# January/February Turning Challenge Voting



## trc65 (Feb 13, 2022)

Here are your choices for the current turning challenge. The thread for the challenge is here. https://woodbarter.com/threads/january-2022-woodturning-challenge.47205/

The Entries:

@Steve in VA 





@Barb 





@phinds 





@Tom Smart 





@Tony 





@trc65

Reactions: Way Cool 2


----------



## ripjack13 (Feb 13, 2022)

Beautiful creations made by everyone here. I love it.

Reactions: Agree 3


----------



## Tony (Feb 13, 2022)

All great pieces guys, well done!

Reactions: Agree 1


----------



## 2feathers Creative Making (Feb 13, 2022)
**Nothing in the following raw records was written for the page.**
PR #157, opened 2020-06-12
Cannot run on Windows

danepowell:
This is just a start. It converts the sshDir, but we need to convert nearly _all_ of the parameters (anything that depends on `$_ENV['HOME']`). I'm not sure how to feel about this approach. Reducing the number of service parameters / dependencies injected is good I think. Feels weird to kill all parameter though.

The reason this is so complicated: we use the home directory in our parameters to set other things like the data and ssh dirs, but HOME isn't set on Windows, it's some other variable. You can't use expressions in parameters, they have to be static, so we can't dynamically set the home directory.

I think we'll need to strip out most of the parameters and convert them into methods on the LocalMachineHelper, and then pass the LocalMachineHelper as a service and call its methods to get the values instead of getting them as parameters.

Alternatively, we might be able to bind these paths instead of setting them as parameters. That would involve a lot less refactoring. But the static methods can't be tested as easily, we'd need new tests.

### DIFF
--- a/config/services.yml
+++ b/config/services.yml
@@ -3,7 +3,6 @@ parameters:
   env(ACLI_REPO_ROOT): "%kernel.project_dir%"
   app.data_dir: "%env(HOME)%/.acquia"
   app.repo_root: "%env(ACLI_REPO_ROOT)%"
-  app.ssh_dir: "%env(HOME)%/.ssh"
   app.acli_config_filename: 'acquia-cli.json'
   app.cloud_config_filename: 'cloud_api.conf'
   app.acli_config_filepath: "%app.data_dir%/%app.acli_config_filename%"
@@ -18,7 +17,6 @@ services:
       $acliConfigFilename: '%app.acli_config_filename%'
       # This should be root directory of the repository where acli is being invoked (not the root of acli itself).
       $repoRoot: "%app.repo_root%"
-      $sshDir: "%app.ssh_dir%"
       Webmozart\KeyValueStore\JsonFileStore $datastoreCloud: '@datastore.cloud'
       Webmozart\KeyValueStore\JsonFileStore $datastoreAcli: '@datastore.acli'
     public: true
--- a/src/Command/Api/ApiCommandHelper.php
+++ b/src/Command/Api/ApiCommandHelper.php
@@ -115,8 +115,7 @@ class ApiCommandHelper {
     string $repoRoot,
     ClientService $cloudApiClientService,
     LogstreamManager $logstreamManager,
-    SshHelper $sshHelper,
-    string $sshDir
+    SshHelper $sshHelper
   ) {
     $this->cloudConfigFilepath = $cloudConfigFilepath;
     $this->localMachineHelper = $localMachineHelper;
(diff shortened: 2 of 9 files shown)


danepowell:
I think this is the right approach but only the home directory should be mutable, everything else should be relative to that. Will need to adjust tests to accommodate that.

danepowell:
@imnetworku since you've worked with Symfony service containers before, does this approach make sense to you?

To recap: we store some config in the user's home directory, such as `~/.ssh`, `~/.acquia/cloud_api.conf`. We previously defined these paths via `config/services.yml` based on the value of the `$HOME` environment variable. The problem is that Windows doesn't always have HOME, so we need to set the HOME directory dynamically.

The problem is that you can't set a service parameter dynamically, and almost _all other parameters_ depend on it. So I think they can no longer be parameters at all. I was going to create methods on LocalMachineHelper to set each of them dynamically.

imnetworku:
@danepowell That is one possibility, but I think there could be a workaround to make it seem like the service parameters are set dynamically. Let me do a couple PoCs and get back to you
> @imnetworku since you've worked with Symfony service containers before, does this approach make sense to you?
> 
> To recap: we store some config in the user's home directory, such as `~/.ssh`, `~/.acquia/cloud_api.conf`. We previously defined these paths via `config/services.yml` based on the value of the `$HOME` environment variable. The problem is that Windows doesn't always have HOME, so we need to set the HOME directory dynamically.
> 
> The problem is that you can't set a service parameter dynamically, and almost _all other parameters_ depend on it. So I think they can no longer be parameters at all. I was going to create methods on LocalMachineHelper to set each variable (no longer parameters) dynamically. Then services will need to call `LocalMachineHelper::getSshDir()`, `LocalMachineHelper::getDataDir()`, and such as appropriate rather than receiving a parameter.

imnetworku:
Picking up for manual test

imnetworku:
Manual Test Failed.

In the left side is the failing test on Windows 10 without HOME environment variable defined. After the failure, tested again with HOME system environment variable created and it works.

image

imnetworku:
Manual Test Failed.

Without an explicitly defined HOME environment variable, the output is the same.
image

config/services.yml
```diff
@@ -3,7 +3,6 @@ parameters:
   env(ACLI_REPO_ROOT): "%kernel.project_dir%"
   app.data_dir: "%env(HOME)%/.acquia"
```
imnetworku, line 4: @danepowell This is the line that is causing the failure.

imnetworku:
@danepowell I went through the transitive changes needed to get it to work on windows... it works but i'm not sure how elegant you think it is... 
https://github.com/imnetworku/cli/commit/c0c065c728d111441005d80e588dea9445e2c389
image

danepowell:
Thanks, I'll check your feature branch. The alternative is that we call LocalMachineHelper statically to find and set the HOME environment variable (if it's not already set) in bin/acli, before the service container gets compiled.

danepowell:
I think there might still be value in what I attempted here (consolidating parameters and arguments into LocalMachineHelper), but it's not necessary to fix the issue at hand (Windows Powershell). See #187 for a much simpler approach.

Tough competition here! All these things are so different and unique, it makes judging look like a job. Each entry makes an awesome use of a different technique that highlights the usefulness of scraps in turning.
I am not judging this one. You are on your own folks...   and other stuffs like that

Reactions: Agree 1


----------



## T. Ben (Feb 13, 2022)

This is a tough one.

Reactions: Agree 1


----------



## woodtickgreg (Feb 14, 2022)

All are beautiful and it's very tough to judge. But I keep going back to Barb's piece because it is so clean and not over complicated. Well done Barb a beautiful elegant piece.
Sometimes simple pleases the eye.

Reactions: Thank You! 1


----------



## duncsuss (Feb 14, 2022)

2feathers Creative Making said:


> Tough competition here! All these things are so different and unique, it makes judging look like a job. Each entry makes an awesome use of a different technique that highlights the usefulness of scraps in turning.
> I am not judging this one. You are on your own folks...   and other stuffs like that



I have to echo this ... no way to pick one from the group


----------



## Mike1950 (Feb 14, 2022)

at the risk of continued ridicule - @Tony What is it. All nice work!


----------



## Tony (Feb 14, 2022)

Mike1950 said:


> at the risk of continued ridicule - @Tony What is it. All nice work!


It's a seam ripper Mike, for people that sew.

Reactions: Agree 2 | Way Cool 1


----------



## 2feathers Creative Making (Feb 14, 2022)

Tony said:


> It's a seam ripper Mike, for people that sew.


He means for people who mess up when they are sewing...

Reactions: Agree 2


----------



## woodtickgreg (Feb 14, 2022)

2feathers Creative Making said:


> He means for people who mess up when they are sewing...


Sometimes, but it's also for alterations.

Reactions: Agree 2


----------



## Mike1950 (Feb 14, 2022)

Tony said:


> It's a seam ripper Mike, for people that sew.





2feathers Creative Making said:


> He means for people who mess up when they are sewing...





woodtickgreg said:


> Sometimes, but it's also for alterations.


I know what they are for- Bought one for Kathie- it rolled off the table and broke... :)

Reactions: Sincere 5


----------



## woodtickgreg (Feb 14, 2022)

Mike1950 said:


> I know what they are for- Bought one for Kathie- it rolled off the table and broke... :)


You should have the tiny Texan make you one. He does a nice job.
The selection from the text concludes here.